### Dataset records
PR #1, opened 2019-09-05
Initial prototype implementation of OAuth2 authentication

mstruk:


oauth-common/src/main/java/io/strimzi/kafka/oauth/common/OAuthAuthenticator.java
```diff
@@ -0,0 +1,106 @@
...
+import java.util.Base64;
+
+import static io.strimzi.kafka.oauth.common.TokenIntrospection.introspectAccessToken;
+
+public class OAuthAuthenticator {
+
+    private static final Logger log = LoggerFactory.getLogger(OAuthAuthenticator.class);
+
+    public static TokenInfo loginWithAccessToken(String token) {
+        log.warn("loginWithAccessToken() - pass-through access_token: " + token);
```
tombentley: Use `{}` placeholders instead of string concatenation.

oauth-server/src/main/java/io/strimzi/kafka/oauth/server/NoopAuthorizer.java
```diff
@@ -0,0 +1,68 @@
...
+import kafka.security.auth.Authorizer;
+import kafka.security.auth.Operation;
+import kafka.security.auth.Resource;
+import org.apache.kafka.common.security.auth.KafkaPrincipal;
+import org.slf4j.Logger;
+import org.slf4j.LoggerFactory;
+import scala.collection.immutable.Map;
+import scala.collection.immutable.Set;
+
+public class NoopAuthorizer implements Authorizer {
```
tombentley: Why do we need this class, we don't currently support authz?

oauth-server/src/main/java/io/strimzi/kafka/oauth/server/OAuthJWTAuthorizer.java
```diff
@@ -0,0 +1,68 @@
...
+import kafka.security.auth.Authorizer;
+import kafka.security.auth.Operation;
+import kafka.security.auth.Resource;
+import org.apache.kafka.common.security.auth.KafkaPrincipal;
+import org.slf4j.Logger;
+import org.slf4j.LoggerFactory;
+import scala.collection.immutable.Map;
+import scala.collection.immutable.Set;
+
+public class OAuthJWTAuthorizer implements Authorizer {
```
tombentley: I think since authz is not support it's best not to include this class in the PR.

oauth-server/src/main/java/io/strimzi/kafka/oauth/server/ServerConfig.java
```diff
@@ -0,0 +1,21 @@
...
+    public static final String OAUTH_JWKS_REFRESH_SECONDS = "oauth.jwks.refresh.seconds";
+    public static final String OAUTH_VALID_ISSUER_URI = "oauth.valid.issuer.uri";
+    public static final String OAUTH_VALIDATE_COMMON_CHECKS = "oauth.validate.common.checks";
+    public static final String OAUTH_VALIDATE_AUDIENCE = "oauth.validate.audience";
+    public static final String OAUTH_INTROSPECTION_ENDPOINT_URI = "oauth.introspection.endpoint.uri";
+
+    public ServerConfig() {
+    }
+
+    public ServerConfig(java.util.Properties p) {
```
tombentley: `import`?

README.md
```diff
@@ -1,3 +1,191 @@
...
+limited set of permissions to a specific client app. In the simplest case, the client application can authenticate in its own name using client 
+credentials. While the client secret is in this case packaged with application client, the benefit is still that it is not shared with application 
+server (Kafka Broker in our case) - the client first performs authentication against OAuth2 authorization server in exchange for an access token, 
+which it then sends to authorization server instead of its secrets. Access tokens can be independently tracked and revoked at will, and represent a 
+limited access to resources on application server.
+
+When user authenticates and authorizes application client in exchange for a token, the client application can be packaged with only the access token
+or the refresh token. User's username and password are never packaged with application client. The access token is sent directly to Kafka Broker 
+during session initialisation, while a refresh token is first used to ask authorisation server for a new access token, before sending it to Kafka 
+Broker to start a new authenticated session.
```
tombentley: I think a diagram showing this interaction would really help people understand. I'm thinking of a directed graph with the server, client and authorization server as nodes and with edges indicating a message. Edges annotated with a number, which corresponds to a description in the text.

README.md
```diff
@@ -1,3 +1,191 @@
...
+Kafka comes with basic OAuth2 support in the form of SASL based authentication module which provides client-server retrieval, exchange and validation 
+of access token as credentials. For real world usage, extensions have to be provided in the form of JAAS callback handlers which is what Strimzi Kafka 
+OAuth does.
+
+
+Configuring the Kafka Broker as a Server
+----------------------------------------
+- Enable OAUTHBEARER as SASL mechanism
+- Configure `io.strimzi.kafka.oauth.server.JaasServerOauthValidatorCallbackHandler` as validator callback handler
+- Specify `admin.user` - in order to properly integrate with default ACL authorization implementation, the broker authenticates itself as _admin_ user.
```
tombentley: Specify it where? In broker config, presumably?

README.md
```diff
@@ -1,3 +1,191 @@
...
+With OAuth2 every access token is associated with some user via unique user identifier. `admin.user` should be set to the principal kafka-broker 
+authenticates as. 
+
+Specify valid issuer uri (OAUTH_VALID_ISSUER_URI) - only access tokens issued by this issuer will be accepted.
```
tombentley: Again, where is this `OAUTH_VALID_ISSUER_URI` supposed to be specified? It's in caps, so I'm not guessing it's an env var?

oauth-client/src/main/java/io/strimzi/kafka/oauth/client/JaasClientOauthLoginCallbackHandler.java
```diff
@@ -0,0 +1,162 @@
...
+        usernameClaim = config.getValue(Config.OAUTH_USERNAME_CLAIM, "sub");
+        if ("sub".equals(usernameClaim)) {
+            usernameClaim = null;
+        }
+
+        if (log.isDebugEnabled()) {
+            log.debug("Configured JaasClientOauthLoginCallbackHandler:\n    token: " + token
+                    + "\n    refreshToken: " + refreshToken + "\n    tokenEndpointUri: " + tokenEndpoint
+                    + "\n    clientId: " + clientId + "\n    clientSecret: " + clientSecret
+                    + "\n    usernameClaim: " + usernameClaim);
```
ppatierno: placeholders insted of string concatanation?

oauth-common/src/main/java/io/strimzi/kafka/oauth/common/Config.java
```diff
@@ -0,0 +1,135 @@
+package io.strimzi.kafka.oauth.common;
+
+import java.util.Properties;
+
+public class Config {
```
ppatierno: does it make sense to name it more specifically as `OAuthConfig` instead of just `Config`?

oauth-common/src/main/java/io/strimzi/kafka/oauth/common/Config.java
```diff
@@ -0,0 +1,135 @@
...
+
+    public static final String OAUTH_CLIENT_ID = "oauth.client.id";
```
scholzj: Is `OAUTH_CLIENT_ID` and `OAUTH_CLIENT_SECRET` ever used in server? If not, should it be in some ClientConfig class in the client?

oauth-common/src/main/java/io/strimzi/kafka/oauth/common/OAuthAuthenticator.java
scholzj: Should we print the token like this? Shouldn't we just print the information abotu loggign with token without the actual token?

oauth-common/src/main/java/io/strimzi/kafka/oauth/common/OAuthAuthenticator.java
```diff
@@ -0,0 +1,106 @@
...
+
+        String authorization = "Basic " + base64encode(clientId + ':' + clientSecret);
+
+        StringBuilder body = new StringBuilder("grant_type=client_credentials");
+
+        return post(tokenEndpointUrl, authorization, body.toString());
+    }
+
+    public static TokenInfo loginWithRefreshToken(URI tokenEndpointUrl, String refreshToken, String clientId, String clientSecret) throws IOException {
+        log.warn("loginWithRefreshToken() - tokenEndpointUrl: " + tokenEndpointUrl + ", refreshToken: " + refreshToken
```
scholzj: The client secret can be used to get the tokens so I do notj think it should be printed in the logs.

oauth-server/src/main/java/io/strimzi/kafka/oauth/server/JaasServerOauthValidatorCallbackHandler.java
```diff
@@ -0,0 +1,199 @@
...
+
+        String jwksUri = config.getValue(ServerConfig.OAUTH_JWKS_ENDPOINT_URI);
+        if (jwksUri != null) {
+
+            validator = new JWTSignatureValidator(
+                    config.getValue(ServerConfig.OAUTH_JWKS_ENDPOINT_URI),
+                    config.getValue(ServerConfig.OAUTH_VALID_ISSUER_URI),
+                    config.getValueAsInt(ServerConfig.OAUTH_JWKS_EXPIRY_SECONDS, 300),
+                    config.getValueAsInt(ServerConfig.OAUTH_JWKS_REFRESH_SECONDS, 360),
+                    config.getValueAsBoolean(ServerConfig.OAUTH_VALIDATE_COMMON_CHECKS, true),
```
scholzj: Do we support this value? If not, we should remove it from here.

oauth-server/src/main/java/io/strimzi/kafka/oauth/server/ServerConfig.java
```diff
@@ -0,0 +1,21 @@
...
+
+import io.strimzi.kafka.oauth.common.Config;
+
+public class ServerConfig extends Config {
+
+    public static final String OAUTH_JWKS_ENDPOINT_URI = "oauth.jwks.endpoint.uri";
+    public static final String OAUTH_JWKS_EXPIRY_SECONDS = "oauth.jwks.expiry.seconds";
+    public static final String OAUTH_JWKS_REFRESH_SECONDS = "oauth.jwks.refresh.seconds";
+    public static final String OAUTH_VALID_ISSUER_URI = "oauth.valid.issuer.uri";
+    public static final String OAUTH_VALIDATE_COMMON_CHECKS = "oauth.validate.common.checks";
```
scholzj: We should remove the unsupported fields.

pom.xml
```diff
@@ -0,0 +1,116 @@
...
+    <artifactId>strimzi-kafka-oauth-parent</artifactId>
+    <version>1.0.0-SNAPSHOT</version>
+    <packaging>pom</packaging>
+
+    <properties>
+        <maven.compiler.source>1.8</maven.compiler.source>
+        <maven.compiler.target>1.8</maven.compiler.target>
+        <plugins.compiler.version>3.8.1</plugins.compiler.version>
+
+        <kubernetes-client.version>4.3.0</kubernetes-client.version>
```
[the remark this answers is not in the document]
tombentley: We should use the maven-dependency-plugin to detect declared but unused dependencies.

README.md
```diff
@@ -1,3 +1,191 @@
...
+
+
+Strimzi Kafka OAuth modules provide support for using OAuth2 as authentication mechanism when establishing a session with Kafka Broker.
+
+
+OAuth2 for Authentication
+-------------------------
+
+One of the advantages of OAuth2 compared to direct client-server authentication is that client credentials are never shared with the server. Rather, 
+there exists a separate OAuth2 authorization server that application clients and application servers communicate with. This way user management,
```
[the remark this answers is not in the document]
mstruk: OAuth 2.0 spec strictly uses the term _authorization server_, and mostly does OpenId Connect Spec as well. That's why I use _authorization server_ as well. I guess it more broadly captures that it's not a simple login that the server performs but also provides workflows for users to authorize certain applications with certain level of access.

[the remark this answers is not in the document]
scholzj: Ok ... if it is used by the specs then it is of course fine with me as well ;-)

README.md
mstruk: This is a very general, well specified behaviour covered by OAuth2 spec and widely covered on the Web. Such a diagram should be part of Keycloak project docs or we find one appropriate somewhere else, and link to it?

README.md
```diff
@@ -1,3 +1,191 @@
...
+Since OAuth2 access tokens can contain arbitrary claims - including sets of roles or permissions, rather than basing authorization decisions purely 
+on user's identity, it could be based on externally assigned roles. All we need is define a mapping between access token claims and actions performed 
+on resources. For example, a 'kafka-topic:clicks_*:consumer' claim can be interpreted to mean that the user can read from any topic of which name 
+starts with 'clicks_'.
+
+Another possibility is to delegate authorization decisions to external authorization service - this can be a service provided by the same 
+OAuth2 authorization server used for authentication or it can be a different one, sharing the users database. 
+See https://docs.kantarainitiative.org/uma/wg/oauth-uma-grant-2.0-09.html for OAuth2 based standard for standardised UMA authorization services.
+
+At this time Strimzi Kafka OAuth doesn't provide authorization.
```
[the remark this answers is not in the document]
mstruk: Ok, I can keep it in another branch until the simple authz functionality is available.

README.md
tombentley: I'm open to whatever is easiest (so long as it's compatible with the license of course).

README.md
mstruk: Ok, this whole block of readme needs to be improved to the point one can follow it step by step and get things up and running.

README.md
```diff
@@ -1,3 +1,191 @@
...
+With OAuth2 every access token is associated with some user via unique user identifier. `admin.user` should be set to the principal kafka-broker 
+authenticates as. 
+
+Specify valid issuer uri (OAUTH_VALID_ISSUER_URI) - only access tokens issued by this issuer will be accepted.
+
+Next, if your authorization server issues JWT access tokens, and provides a JWKS certificates endpoint, you can configure that for fast local token 
+validation (OAUTH_JWKS_ENDPOINT_URI). You can control how often JWKS certificates are refreshed by setting OAUTH_JWKS_REFRESH_SECONDS, and you can set
+the maximum time JWKS certificates are considered valid (OAUTH_JWKS_EXPIRY_SECONDS).
+
+TODO: Alternatively, you can also manually retrieve the public key from your authorization server, and configure it explicitly (OAUTH_JWKS_CERT).
```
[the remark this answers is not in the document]
mstruk: Maybe let's just remove it for now. It seemed like something one might easily implement, but it may not be entirely trivial working out storage format for the key and loading / translation to same classes used with JWKS endpoint. At this point it's low priority - I imagine it would only be needed for authorization servers that don't provide JWKS endpoint but support signed access tokens. Might be that there are no such server out there?

README.md
```diff
@@ -1,3 +1,191 @@
...
+  - Optionally specify OAUTH_CLIENT_SECRET depending on whether the client used is a public client or confidential client
+
+
+
+Obtaining the tokens
+--------------------
+
+This step is specific to the authorization server that you use. 
+
+#### Keycloak
```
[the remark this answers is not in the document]
mstruk: I think it would be good to get the demo running with at least one other OAuth2 authorization server.

examples/consumer/src/main/java/io/strimzi/examples/consumer/ExampleConsumer.java
```diff
@@ -0,0 +1,94 @@
...
+        final String REALM = config.getValue("realm", "demo");
+
+        final String TOKEN_ENDPOINT_URI = "http://" + KEYCLOAK_IP+ ":8080/auth/realms/" + REALM + "/protocol/openid-connect/token";
+
+        // TODO: You can set system property 'access.token' or ENV property ACCESS_TOKEN
+        //  and analogously for 'refresh.token' / REFRESH_TOKEN
+        //  See README.md for more info.
+        final String ACCESS_TOKEN = config.getValue("access.token", null);
+        final String REFRESH_TOKEN = config.getValue("refresh.token", null);
+
```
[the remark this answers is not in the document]
mstruk: Do we use some style guide / IDE template / maven stylecheck plugin?

I like empty lines - they generally improve code readability :)

oauth-client/src/main/java/io/strimzi/kafka/oauth/client/JaasClientOauthLoginCallbackHandler.java
```diff
@@ -0,0 +1,162 @@
...
+            }
+        }
+
+        usernameClaim = config.getValue(Config.OAUTH_USERNAME_CLAIM, "sub");
+        if ("sub".equals(usernameClaim)) {
+            usernameClaim = null;
+        }
+
+        if (log.isDebugEnabled()) {
+            log.debug("Configured JaasClientOauthLoginCallbackHandler:\n    token: " + token
```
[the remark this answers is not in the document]
mstruk: Yeah, good point. I need to go through logging, switch logging levels to debug or trace, provide log4j config to turn it on. Whole tokens should probably not be logged but for debugging first X chars of the token will make things easier to debug. Also, for debugging stacktraces mean a world of difference, whereas we might not want to log stacktraces relating to failed authentication for example in production config.

oauth-client/src/main/java/io/strimzi/kafka/oauth/client/JaasClientOauthLoginCallbackHandler.java
mstruk: Generally that makes sense in order to skip redundant text concatenations, but I think in this case the code block is well protected behind isDebugEnabled() check and it seems to me that templating strings would actually mean more code, less readable code, and also slightly slower code.

oauth-common/src/main/java/io/strimzi/kafka/oauth/common/Config.java
mstruk: Yes, they are used. Every client connecting to Keycloak server needs to identify with a clientId. That includes client applications that perform authentication with the Keycloak server to get an access token, as well as server applications which accept an access token, and validate it with Keycloak server. So, this is a notion of Keycloak client or more generally of OAuth2 authorization server's client. As opposed to Kafka where Kafka broker is the server, and whatever connects to the Kafka broker is the client. For Keycloak these are both OAuth clients and need to present their clientId and secret.

oauth-common/src/main/java/io/strimzi/kafka/oauth/common/Config.java
mstruk: It makes sense - to make it more IDE friendly (code completion).

oauth-common/src/main/java/io/strimzi/kafka/oauth/common/OAuthAuthenticator.java
mstruk: This should be debug or trace level logging, and possibly include only first X chars of the token.

oauth-common/src/main/java/io/strimzi/kafka/oauth/common/Config.java
scholzj: So, does this mean that this needs to be configured in the server as well? If yes, what should be the values? When working on the Strimzi integration I didn't configured this and it didn't seemed that anything complained. (I used the JSON you have in this repo which I imported)

mstruk: When JWTSignatureValidator is used (that is when OAUTH_JWKS_ENDPOINT_URI is configured) only public Keycloak endpoints are used which don't require client to authenticate ... it only fetches certs from server. But if OAuthIntrospectionValidator is used (that is when OAUTH_INTROSPECTION_ENDPOINT_URI is configured) the requests to it have to authenticate with client credentials (clientId + secret).

scholzj: Ok, I have to add it then. Thanks for the explanation.

pom.xml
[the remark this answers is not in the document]
mstruk: Great idea!

oauth-common/src/main/java/io/strimzi/kafka/oauth/common/Config.java
mstruk: But I tried and I don't like it. It starts to stick out among other classes, and the code is then more verbose. Not worth it.

pom.xml
```diff
@@ -0,0 +1,116 @@
...
+        <kafka.version>2.3.0</kafka.version>
+        <jackson.version>2.9.9.1</jackson.version>
+        <junit.version>4.12</junit.version>
+        <slf4j.version>1.7.26</slf4j.version>
+        <keycloak.version>7.0.0</keycloak.version>
+        <bouncycastle.version>1.60</bouncycastle.version>
```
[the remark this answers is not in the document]
mstruk: It is needed at runtime, keycloak-core depends on it for some of its functionality, so it's  productised already. There's a mention of export policies [here](https://www.bouncycastle.org/specifications.html). If I understand correctly it relies on JVM to enforce encryption security policy (you need to install unrestricted policy files).

oauth-server/src/main/java/io/strimzi/kafka/oauth/server/JaasServerOauthValidatorCallbackHandler.java
```diff
@@ -0,0 +1,199 @@
...
+
+        validateConfig();
+
+        String jwksUri = config.getValue(ServerConfig.OAUTH_JWKS_ENDPOINT_URI);
+        if (jwksUri != null) {
+
+            validator = new JWTSignatureValidator(
+                    config.getValue(ServerConfig.OAUTH_JWKS_ENDPOINT_URI),
+                    config.getValue(ServerConfig.OAUTH_VALID_ISSUER_URI),
+                    config.getValueAsInt(ServerConfig.OAUTH_JWKS_EXPIRY_SECONDS, 300),
```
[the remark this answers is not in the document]
mstruk: Good catch.

examples/consumer/src/main/java/io/strimzi/examples/consumer/ExampleConsumer.java
```diff
@@ -0,0 +1,102 @@
...
+    public static void main(String[] args) {
+
+        String topic = "Topic1";
+
+        Properties defaults = new Properties();
+        Config external = new Config();
+
+        // TODO: Set KEYCLOAK_IP to be able to connect to Keycloak
+        //  Use 'keycloak.ip' system property or KEYCLOAK_IP env variable
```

### Your assignment
Tell how many lines in the material hold the word "bouncycastle". Reply with the number only.

### Response to this exercise
2